EXERCISE DIRECTIONS:
With "existing" as the search word, show every line of the material that has it.

DATASET ENTRIES:
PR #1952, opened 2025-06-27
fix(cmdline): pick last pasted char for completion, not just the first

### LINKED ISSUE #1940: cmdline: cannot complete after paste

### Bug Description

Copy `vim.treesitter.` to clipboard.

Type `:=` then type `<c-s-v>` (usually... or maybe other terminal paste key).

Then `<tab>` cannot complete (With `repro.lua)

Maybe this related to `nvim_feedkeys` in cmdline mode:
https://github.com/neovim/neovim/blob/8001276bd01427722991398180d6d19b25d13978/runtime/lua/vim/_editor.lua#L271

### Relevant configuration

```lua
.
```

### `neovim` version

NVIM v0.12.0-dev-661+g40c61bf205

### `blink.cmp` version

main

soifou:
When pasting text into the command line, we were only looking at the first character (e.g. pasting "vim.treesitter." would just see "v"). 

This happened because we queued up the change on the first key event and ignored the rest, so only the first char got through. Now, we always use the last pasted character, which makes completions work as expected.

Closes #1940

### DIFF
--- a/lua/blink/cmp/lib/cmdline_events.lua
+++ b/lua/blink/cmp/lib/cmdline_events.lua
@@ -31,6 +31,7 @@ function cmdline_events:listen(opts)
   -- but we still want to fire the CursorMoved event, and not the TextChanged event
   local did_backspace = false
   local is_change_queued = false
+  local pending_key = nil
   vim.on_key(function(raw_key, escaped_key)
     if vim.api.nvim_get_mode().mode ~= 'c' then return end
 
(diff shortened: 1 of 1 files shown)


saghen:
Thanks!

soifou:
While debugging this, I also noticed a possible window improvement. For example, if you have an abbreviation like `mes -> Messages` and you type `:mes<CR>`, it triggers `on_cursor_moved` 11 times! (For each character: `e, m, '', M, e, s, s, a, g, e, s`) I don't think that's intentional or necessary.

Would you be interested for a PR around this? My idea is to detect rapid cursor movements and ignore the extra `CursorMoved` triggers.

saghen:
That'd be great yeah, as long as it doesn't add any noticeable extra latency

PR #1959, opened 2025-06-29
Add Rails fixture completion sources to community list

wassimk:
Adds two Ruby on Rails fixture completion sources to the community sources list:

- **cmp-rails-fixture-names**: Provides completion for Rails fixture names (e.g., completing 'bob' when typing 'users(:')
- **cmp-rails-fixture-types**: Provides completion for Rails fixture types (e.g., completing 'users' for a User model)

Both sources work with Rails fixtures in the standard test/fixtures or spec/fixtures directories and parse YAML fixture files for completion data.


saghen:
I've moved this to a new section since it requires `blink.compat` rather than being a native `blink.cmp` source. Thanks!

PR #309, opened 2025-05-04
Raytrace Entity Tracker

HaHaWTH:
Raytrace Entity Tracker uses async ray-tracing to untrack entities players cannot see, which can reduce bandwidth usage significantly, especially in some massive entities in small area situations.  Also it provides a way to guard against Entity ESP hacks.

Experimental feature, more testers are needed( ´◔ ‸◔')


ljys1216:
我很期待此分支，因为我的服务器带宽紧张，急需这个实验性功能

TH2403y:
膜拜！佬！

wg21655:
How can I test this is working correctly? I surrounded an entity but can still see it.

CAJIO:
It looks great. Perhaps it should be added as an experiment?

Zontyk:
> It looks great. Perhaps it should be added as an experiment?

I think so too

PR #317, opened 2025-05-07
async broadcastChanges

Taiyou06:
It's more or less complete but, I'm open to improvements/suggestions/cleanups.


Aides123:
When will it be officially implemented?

--

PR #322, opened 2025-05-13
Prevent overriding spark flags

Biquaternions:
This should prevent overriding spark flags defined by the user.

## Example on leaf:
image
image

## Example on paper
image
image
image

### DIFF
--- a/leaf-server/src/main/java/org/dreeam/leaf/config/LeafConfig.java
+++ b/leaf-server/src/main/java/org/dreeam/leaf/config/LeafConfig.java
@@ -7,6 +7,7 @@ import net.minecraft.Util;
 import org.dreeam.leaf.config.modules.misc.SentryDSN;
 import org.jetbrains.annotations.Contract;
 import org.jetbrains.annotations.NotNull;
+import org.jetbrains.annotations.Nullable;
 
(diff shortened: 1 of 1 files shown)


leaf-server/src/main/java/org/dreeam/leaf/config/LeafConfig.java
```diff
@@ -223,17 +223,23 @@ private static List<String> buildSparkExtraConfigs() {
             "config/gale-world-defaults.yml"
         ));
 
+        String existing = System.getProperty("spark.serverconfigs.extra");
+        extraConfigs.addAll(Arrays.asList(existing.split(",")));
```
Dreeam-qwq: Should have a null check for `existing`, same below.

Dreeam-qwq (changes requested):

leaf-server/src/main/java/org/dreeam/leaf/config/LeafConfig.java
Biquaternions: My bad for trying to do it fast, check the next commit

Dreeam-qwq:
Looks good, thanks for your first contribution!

RESPONSE AREA:
+        String existing = System.getProperty("spark.serverconfigs.extra");
+        extraConfigs.addAll(Arrays.asList(existing.split(",")));
Dreeam-qwq: Should have a null check for `existing`, same below.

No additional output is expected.